▶ Work task
In the data below, find the line containing "Issue #5264, opened 2019-03-26", then set down that line and every later line up to and including the line containing "PR #5292, opened 2019-03-28", exactly.

━━━ Record extracts ━━━

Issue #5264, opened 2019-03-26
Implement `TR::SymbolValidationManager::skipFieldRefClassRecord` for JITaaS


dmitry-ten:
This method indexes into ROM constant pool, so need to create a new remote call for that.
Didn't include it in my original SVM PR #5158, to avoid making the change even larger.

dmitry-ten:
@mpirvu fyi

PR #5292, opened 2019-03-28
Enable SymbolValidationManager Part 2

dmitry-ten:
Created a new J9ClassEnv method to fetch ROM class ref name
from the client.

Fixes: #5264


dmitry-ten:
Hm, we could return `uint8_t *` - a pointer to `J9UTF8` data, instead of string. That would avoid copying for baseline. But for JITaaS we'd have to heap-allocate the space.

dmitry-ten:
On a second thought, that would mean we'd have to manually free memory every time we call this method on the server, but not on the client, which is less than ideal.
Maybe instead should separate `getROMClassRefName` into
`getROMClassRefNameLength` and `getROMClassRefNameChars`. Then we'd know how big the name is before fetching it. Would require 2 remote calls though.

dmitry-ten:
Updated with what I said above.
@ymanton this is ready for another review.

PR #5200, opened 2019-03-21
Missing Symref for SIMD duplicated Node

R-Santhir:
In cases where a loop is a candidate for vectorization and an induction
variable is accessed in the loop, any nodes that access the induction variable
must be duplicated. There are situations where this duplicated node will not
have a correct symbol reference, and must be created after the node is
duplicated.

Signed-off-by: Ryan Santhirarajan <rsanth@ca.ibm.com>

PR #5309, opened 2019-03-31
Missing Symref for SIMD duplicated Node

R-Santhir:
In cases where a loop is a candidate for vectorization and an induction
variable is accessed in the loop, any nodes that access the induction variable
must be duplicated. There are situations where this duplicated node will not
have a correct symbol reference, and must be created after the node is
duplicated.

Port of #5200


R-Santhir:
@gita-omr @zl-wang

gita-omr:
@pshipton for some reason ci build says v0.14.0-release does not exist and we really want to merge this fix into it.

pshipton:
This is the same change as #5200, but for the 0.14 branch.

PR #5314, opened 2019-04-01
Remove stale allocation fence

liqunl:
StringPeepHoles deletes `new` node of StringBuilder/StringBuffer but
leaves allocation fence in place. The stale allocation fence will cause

━━━
━━━ Record extracts ━━━

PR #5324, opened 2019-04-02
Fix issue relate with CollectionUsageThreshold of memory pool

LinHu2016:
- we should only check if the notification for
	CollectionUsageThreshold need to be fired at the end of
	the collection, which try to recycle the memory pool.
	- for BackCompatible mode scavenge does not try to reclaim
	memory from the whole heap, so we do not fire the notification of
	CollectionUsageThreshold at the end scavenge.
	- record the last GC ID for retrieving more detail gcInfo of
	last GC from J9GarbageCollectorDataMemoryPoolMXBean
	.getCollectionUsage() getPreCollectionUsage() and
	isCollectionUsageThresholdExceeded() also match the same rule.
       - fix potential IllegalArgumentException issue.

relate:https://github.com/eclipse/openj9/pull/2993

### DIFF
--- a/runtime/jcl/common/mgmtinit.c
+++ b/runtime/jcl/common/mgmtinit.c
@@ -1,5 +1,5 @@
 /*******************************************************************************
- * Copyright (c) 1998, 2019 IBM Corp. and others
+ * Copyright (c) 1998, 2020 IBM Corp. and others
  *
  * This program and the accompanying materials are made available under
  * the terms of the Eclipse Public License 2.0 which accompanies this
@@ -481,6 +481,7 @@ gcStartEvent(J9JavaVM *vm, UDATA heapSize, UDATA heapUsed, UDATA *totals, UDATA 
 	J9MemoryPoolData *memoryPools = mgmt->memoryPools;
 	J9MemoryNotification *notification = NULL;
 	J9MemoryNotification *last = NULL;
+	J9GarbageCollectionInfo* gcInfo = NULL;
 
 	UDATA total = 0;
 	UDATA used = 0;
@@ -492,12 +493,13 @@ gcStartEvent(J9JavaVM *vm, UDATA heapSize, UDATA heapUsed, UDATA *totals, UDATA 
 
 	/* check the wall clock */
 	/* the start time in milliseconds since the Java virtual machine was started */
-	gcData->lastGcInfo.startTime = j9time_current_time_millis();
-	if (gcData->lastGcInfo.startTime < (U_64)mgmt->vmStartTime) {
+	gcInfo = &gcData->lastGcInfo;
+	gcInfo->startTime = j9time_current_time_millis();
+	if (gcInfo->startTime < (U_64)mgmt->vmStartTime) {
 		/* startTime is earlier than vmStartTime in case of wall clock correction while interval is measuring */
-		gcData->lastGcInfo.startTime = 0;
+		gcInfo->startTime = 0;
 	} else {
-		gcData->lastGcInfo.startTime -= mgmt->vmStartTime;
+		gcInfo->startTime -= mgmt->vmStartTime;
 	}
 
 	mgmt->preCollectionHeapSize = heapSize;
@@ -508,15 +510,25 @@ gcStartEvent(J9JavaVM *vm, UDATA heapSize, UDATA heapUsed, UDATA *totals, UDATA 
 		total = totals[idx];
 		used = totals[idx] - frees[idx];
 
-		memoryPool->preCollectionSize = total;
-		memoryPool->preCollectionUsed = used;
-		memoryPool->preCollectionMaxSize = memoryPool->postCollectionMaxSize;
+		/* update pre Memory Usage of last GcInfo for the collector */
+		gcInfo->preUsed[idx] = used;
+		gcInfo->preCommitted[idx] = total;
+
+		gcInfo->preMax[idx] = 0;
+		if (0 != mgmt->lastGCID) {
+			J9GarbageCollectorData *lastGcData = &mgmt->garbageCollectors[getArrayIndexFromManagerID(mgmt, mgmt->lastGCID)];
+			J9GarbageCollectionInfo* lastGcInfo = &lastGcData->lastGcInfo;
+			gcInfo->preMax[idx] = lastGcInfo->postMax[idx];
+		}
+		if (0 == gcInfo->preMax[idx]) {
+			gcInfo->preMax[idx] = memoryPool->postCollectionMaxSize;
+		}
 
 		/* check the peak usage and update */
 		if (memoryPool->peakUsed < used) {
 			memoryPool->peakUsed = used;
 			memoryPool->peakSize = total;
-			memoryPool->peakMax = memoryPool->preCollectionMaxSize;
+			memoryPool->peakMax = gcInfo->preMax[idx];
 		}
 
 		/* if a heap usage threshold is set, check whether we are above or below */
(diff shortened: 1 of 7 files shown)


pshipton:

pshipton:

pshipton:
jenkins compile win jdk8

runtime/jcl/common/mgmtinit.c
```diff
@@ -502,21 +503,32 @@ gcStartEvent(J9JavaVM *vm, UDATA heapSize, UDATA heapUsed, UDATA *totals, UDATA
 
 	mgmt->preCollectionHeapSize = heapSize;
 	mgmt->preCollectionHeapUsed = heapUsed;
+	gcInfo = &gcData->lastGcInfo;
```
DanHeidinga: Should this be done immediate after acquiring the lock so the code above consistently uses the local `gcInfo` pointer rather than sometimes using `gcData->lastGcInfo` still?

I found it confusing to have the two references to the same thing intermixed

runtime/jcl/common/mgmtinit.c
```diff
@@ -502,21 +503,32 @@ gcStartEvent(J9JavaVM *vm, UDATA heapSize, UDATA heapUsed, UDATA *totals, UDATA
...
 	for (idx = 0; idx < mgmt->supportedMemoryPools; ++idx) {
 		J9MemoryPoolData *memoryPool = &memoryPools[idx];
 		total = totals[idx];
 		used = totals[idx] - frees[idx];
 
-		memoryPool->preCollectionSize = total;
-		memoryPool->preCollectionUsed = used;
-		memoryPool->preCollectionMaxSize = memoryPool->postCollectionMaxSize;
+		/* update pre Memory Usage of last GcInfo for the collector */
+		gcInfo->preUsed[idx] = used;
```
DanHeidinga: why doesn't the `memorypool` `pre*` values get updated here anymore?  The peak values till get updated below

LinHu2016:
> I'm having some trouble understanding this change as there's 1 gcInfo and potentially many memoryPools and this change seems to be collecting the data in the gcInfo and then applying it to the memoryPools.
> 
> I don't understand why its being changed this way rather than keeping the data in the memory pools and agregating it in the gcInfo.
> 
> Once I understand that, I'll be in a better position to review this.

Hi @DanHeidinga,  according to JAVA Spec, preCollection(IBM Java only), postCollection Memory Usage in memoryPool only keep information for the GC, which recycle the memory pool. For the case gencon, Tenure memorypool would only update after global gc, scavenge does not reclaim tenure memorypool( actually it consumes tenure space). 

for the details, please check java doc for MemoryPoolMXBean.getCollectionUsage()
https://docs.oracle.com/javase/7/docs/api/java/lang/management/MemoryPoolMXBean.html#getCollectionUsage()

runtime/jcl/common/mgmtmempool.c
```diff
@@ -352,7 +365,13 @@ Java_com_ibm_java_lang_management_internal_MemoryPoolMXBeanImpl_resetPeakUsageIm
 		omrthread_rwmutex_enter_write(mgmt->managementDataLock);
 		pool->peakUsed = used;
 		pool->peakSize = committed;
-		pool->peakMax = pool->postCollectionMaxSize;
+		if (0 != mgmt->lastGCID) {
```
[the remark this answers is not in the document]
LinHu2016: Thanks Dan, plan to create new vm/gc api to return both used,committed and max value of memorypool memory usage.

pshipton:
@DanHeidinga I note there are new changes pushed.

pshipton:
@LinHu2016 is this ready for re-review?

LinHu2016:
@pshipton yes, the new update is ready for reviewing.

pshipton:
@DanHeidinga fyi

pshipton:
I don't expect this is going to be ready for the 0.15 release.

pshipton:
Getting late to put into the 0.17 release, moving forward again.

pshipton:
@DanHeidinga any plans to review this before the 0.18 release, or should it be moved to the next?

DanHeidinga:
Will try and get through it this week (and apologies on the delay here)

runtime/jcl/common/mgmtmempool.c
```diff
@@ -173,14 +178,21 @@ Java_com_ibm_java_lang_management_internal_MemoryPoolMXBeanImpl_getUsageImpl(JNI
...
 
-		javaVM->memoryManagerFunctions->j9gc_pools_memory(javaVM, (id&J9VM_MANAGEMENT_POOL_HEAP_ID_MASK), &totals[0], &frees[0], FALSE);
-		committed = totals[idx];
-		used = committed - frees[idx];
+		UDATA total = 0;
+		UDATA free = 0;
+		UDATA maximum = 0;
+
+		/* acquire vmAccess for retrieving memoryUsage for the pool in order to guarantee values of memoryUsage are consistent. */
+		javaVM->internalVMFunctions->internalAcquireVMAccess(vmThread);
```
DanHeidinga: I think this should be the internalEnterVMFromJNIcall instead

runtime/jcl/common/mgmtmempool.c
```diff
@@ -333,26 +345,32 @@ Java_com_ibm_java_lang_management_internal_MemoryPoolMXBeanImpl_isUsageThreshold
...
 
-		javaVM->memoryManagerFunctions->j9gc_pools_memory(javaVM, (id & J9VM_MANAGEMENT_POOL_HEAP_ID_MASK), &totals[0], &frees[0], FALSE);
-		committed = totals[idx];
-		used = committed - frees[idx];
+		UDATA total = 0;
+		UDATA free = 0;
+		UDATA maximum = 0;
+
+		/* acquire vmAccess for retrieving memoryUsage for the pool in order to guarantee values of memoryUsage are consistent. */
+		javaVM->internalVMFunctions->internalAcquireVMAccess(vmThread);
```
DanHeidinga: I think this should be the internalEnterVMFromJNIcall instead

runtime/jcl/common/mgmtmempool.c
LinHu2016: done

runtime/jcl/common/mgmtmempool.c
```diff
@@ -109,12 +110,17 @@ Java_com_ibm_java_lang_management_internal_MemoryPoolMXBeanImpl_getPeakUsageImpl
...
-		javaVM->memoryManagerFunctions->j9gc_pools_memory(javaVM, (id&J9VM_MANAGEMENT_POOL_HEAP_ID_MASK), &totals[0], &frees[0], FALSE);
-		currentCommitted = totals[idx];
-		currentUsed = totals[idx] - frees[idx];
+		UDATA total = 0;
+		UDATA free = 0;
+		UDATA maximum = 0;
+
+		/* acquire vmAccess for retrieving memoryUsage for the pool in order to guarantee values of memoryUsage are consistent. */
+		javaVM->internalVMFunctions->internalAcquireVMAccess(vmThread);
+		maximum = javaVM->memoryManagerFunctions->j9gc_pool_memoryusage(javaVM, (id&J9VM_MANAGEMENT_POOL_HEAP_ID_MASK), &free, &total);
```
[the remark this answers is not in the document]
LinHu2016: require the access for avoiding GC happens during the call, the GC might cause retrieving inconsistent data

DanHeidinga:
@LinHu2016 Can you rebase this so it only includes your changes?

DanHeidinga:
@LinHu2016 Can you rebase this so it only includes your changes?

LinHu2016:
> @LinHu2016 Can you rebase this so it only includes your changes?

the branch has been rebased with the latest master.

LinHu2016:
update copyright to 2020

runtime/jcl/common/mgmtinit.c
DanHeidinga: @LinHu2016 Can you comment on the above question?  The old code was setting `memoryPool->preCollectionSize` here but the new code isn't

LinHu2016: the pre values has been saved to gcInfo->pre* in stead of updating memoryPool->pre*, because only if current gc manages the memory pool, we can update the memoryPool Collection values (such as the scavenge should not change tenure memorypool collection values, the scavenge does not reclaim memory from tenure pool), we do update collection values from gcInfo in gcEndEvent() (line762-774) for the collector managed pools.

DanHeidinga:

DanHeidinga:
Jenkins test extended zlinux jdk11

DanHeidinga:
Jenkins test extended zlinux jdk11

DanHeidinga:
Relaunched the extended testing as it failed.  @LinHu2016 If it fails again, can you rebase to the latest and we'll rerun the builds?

━━━

▶ Task answer
Issue #5264, opened 2019-03-26
Implement `TR::SymbolValidationManager::skipFieldRefClassRecord` for JITaaS


dmitry-ten:
This method indexes into ROM constant pool, so need to create a new remote call for that.
Didn't include it in my original SVM PR #5158, to avoid making the change even larger.

dmitry-ten:
@mpirvu fyi

PR #5292, opened 2019-03-28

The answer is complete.